There’s always one poignant bag of garbage I keep in the back of my mind. It was recorded in the fall of 1974 and, like the other 20,000-plus samples of household discards that Garbage Project sorters have recorded, came from the trash one household had put out on a biweekly collection day. Unlike other samples, inside this brown-paper grocery bag, all of the packages were still nearly full:


1 10-pack of Cudahy beef wieners - unopened
1 24-oz. loaf of Rainbo white bread - 4/5 unused
1 14-oz. bottle of Kerns tomato catsup - 3/4 full
1 6-oz. jar of French’s mustard - 4/5 full
1 16-oz. jar of Best Foods mayonnaise - 5/6 full
1 16-oz. box of Blue Bonnet margarine - 5/6 unused
1 2-oz. pack of Lipton soup mix - unopened

These artifacts suggested an outing that was never to be: "John" and "Martha" were going on a picnic. But first John put their garbage out in a brown-paper bag. Then Martha took their picnic out in a brown-paper bag. When John and Martha arrived at the picnic ground, they found that they had brought their garbage for lunch.

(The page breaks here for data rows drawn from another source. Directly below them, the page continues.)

PR #3385, opened 2020-09-12
stable multi-threading sum reduction

guolinke:
omp reduction seems unstable when #threading is large.
This PR implements a customed multi-threading reduction, it may be slightly slower than omp version, but it will be stable and produce the consistent results.

This PR should be merge after #3384 .


src/treelearner/leaf_splits.hpp
```diff
@@ -88,16 +90,17 @@ class LeafSplits {
...
-      tmp_sum_gradients += gradients[idx];
-      tmp_sum_hessians += hessians[idx];
-    }
-    sum_gradients_ = tmp_sum_gradients;
-    sum_hessians_ = tmp_sum_hessians;
+    Threading::SumReduction<data_size_t, double, double>(
+        0, num_data_in_leaf_, 2048,
+        [=](int, data_size_t start, data_size_t end, double* s1, double* s2) {
+          for (data_size_t i = start; i < end; ++i) {
+            *s1 = *s2 = 0;
```
guolinke, line 97:
```suggestion
          *s1 = *s2 = 0;
          for (data_size_t i = start; i < end; ++i) {
```

include/LightGBM/utils/threading.h
```diff
@@ -18,13 +18,15 @@ namespace LightGBM {
 
 class Threading {
  public:
+
```
guolinke, line 21:
```suggestion
```

src/boosting/gbdt.cpp
```diff
@@ -229,6 +229,10 @@ void GBDT::Bagging(int iter) {
         bag_data_indices_.data());
     bag_data_cnt_ = left_cnt;
     Log::Debug("Re-bagging, using %d data to train", bag_data_cnt_);
+    // check bagging results, for debug. should be removed before merge.
+    for (data_size_t i = 1; i < bag_data_cnt_; ++i) {
+      CHECK_GT(bag_data_indices_[i], bag_data_indices_[i - 1]);
+    }
```
guolinke, line 235:
```suggestion
```

Issue #3390, opened 2020-09-13
[R-package] use keyword arguments for all internal function calls


jameslamb:
## Summary

Today in the R package, there are a lot of internal function calls which use only positional arguments. Change them to use keyword arguments for extra safety.

I've added this issue to provide a small, focused contribution opportunity for [Hacktoberfest 2020](https://hacktoberfest.digitalocean.com/) participants. If you are an experienced open source contributor, please leave this for beginners and consider contributing [on a different backlog item](https://github.com/microsoft/LightGBM/issues).

## Motivation

Using positional arguments in internal code is dangerous, because it can allow mistakes to slip through or can lead to confusing errors.

This is especially dangerous for cases where the values you'd pass to two parameters take on similar values. For example, in `lightgbm()`, `eval_freq` and `early_stopping_rounds` are both positive integers and can take on similar values. You might not known, unless you're very careful, that you accidentally specified them in the wrong order.

## How to Contribute

To help with this issue, propose a pull request which replaces uses of positional arguments in the R package with keyword arguments.

That means changing calls like this:

```r
# before
folds <- generate.cv.folds(
    nfold
    , nrow(data)
    , stratified
    , getinfo(data, "label")
    , getinfo(data, "group")
    , params
)

# after
folds <- generate.cv.folds(
    nfold = nfold
    , nrows = nrow(data)
    , stratified = stratified
    , label = getinfo(data, "label")
    , group = getinfo(data, "group")
    , params = params
)
```

1. Only change code in `R-package/R/`
1. Before submitting your PR, re-generate the documentation. Be sure you have `{roxygen2}` 7.1.1 installed. If you have any issues with this, just ask when you submit your PR and I can regenerate the docs for you
    ```shell
    sh build-cran-package.sh
    R CMD INSTALL --with-keep.source lightgbm_3.*.tar.gz
    cd R-package
    Rscript -e "roxygen2::roxygenize(load = 'installed')"
    ```
1. Do not modify any calls to `lgb.call()`
1. Do not worry about any function calls from the standard library (like `print()`,  `length()`, `is.character()`, etc.)
1. If adding these arguments makes lines too long, use comma-first style with one argument per line
    ```r
    result <- some_function(
        arg1 = TRUE
        , arg2 = 4
        , arg3 = "hello"
        , ...
    )
    ```

Refer to #3391 as an example. If you have any questions, tag me on this issue and I can help.

## Assignments

[...]

PR #3391, opened 2020-09-13
[R-package] use keyword arguments in internal function calls

jameslamb:
I've just opened #3390. I think it's a great thing for Hacktoberfest contributors to work on.

Today the R package has a lot of internal function calls that use positional arguments instead of keyword arguments. This can be dangerous and lead to silent mistakes if you mix up values parameters that can take similar input ranges, for example `nrounds` and `early_stopping_rounds`.

I'm opening this PR to fix the cases in `lightgbm.R` and to serve as an example for #3390 .


jameslamb:
I just rebased this to `master`. This is ready for review and does not need to wait for #3338

guolinke (approved):

PR #3393, opened 2020-09-13
[ci] Use Ubuntu Focal image at Travis

StrikerRUS:
Refer to https://blog.travis-ci.com/2020-08-10-focal-build-environment.
Our policy is to test LightGBM against the most recent versions of OSes at Travis CI (in the opposite to Azure where we try to use the oldest images for producing public artifacts).

### DIFF
--- a/.ci/test.sh
+++ b/.ci/test.sh
@@ -16,7 +16,7 @@ cd $BUILD_DIRECTORY
 if [[ $TRAVIS == "true" ]] && [[ $TASK == "check-docs" ]]; then
     cd $BUILD_DIRECTORY/docs
     conda install -q -y -n $CONDA_ENV -c conda-forge doxygen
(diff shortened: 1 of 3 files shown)


StrikerRUS:
Sorry for the mess in commits. I found that combination Ubuntu Focal + gcc + Python 3.5 results in failing GPU test (segfault).
But good news is that today Python 3.5 is reaching its EOL: https://devguide.python.org/#branchstatus 😄 
So I'll just prepare a separate PR in which we'll drop the support of it (will not run CI tests with it).
@guolinke @henry0312

StrikerRUS:
`WIP` because `linkchecker` is not available for Focal.

StrikerRUS:
Install `linkchecker` via `pip` from GitHub repo directly.

jameslamb (approved):
I like it!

How could such a mix-up happen? One item in the bag indicated significant consumption - and a possible answer to the question:

1 pint bottle of Southern Comfort ("The Grand Old Drink of the South") - nearly empty

All too many of us can now understand how the mix-up might have occurred.

When I think of this case, I am reminded of a basic human truth, constantly reaffirmed when sorting garbage: What people say they do and what people actually do are often two different things.

When asked during the 1970s to report on their beer consumption for a health survey, 70-80% of the respondents in a typical Tucson neighborhood reported no consumption by any household member (at home or away) during an average week, 20% or so reported total household consumption at seven or fewer 12-oz. beers, and only a handful of respondents reported emptying more than seven 12-oz. cans or bottles.

The record of garbage sorts from the same neighborhoods at the same time is distinctly different: 25% of household refuse samples contained no beer bottles or cans (and no beer caps or pull-tabs from recyclables), 25% held one to seven empties, and 50% revealed more than seven beer containers, including a few households that were consuming at the rate of a case every three and a half days. (Party remains were excluded from these statistics. Parties are identified by substantial quantities of snack-food packaging, tubs of half-wasted dip, soggy paper plates and cups, and/or by the "smoking gun" of parties: cigarette butts floating in stale beer, the smell of which will stay with me to the grave.)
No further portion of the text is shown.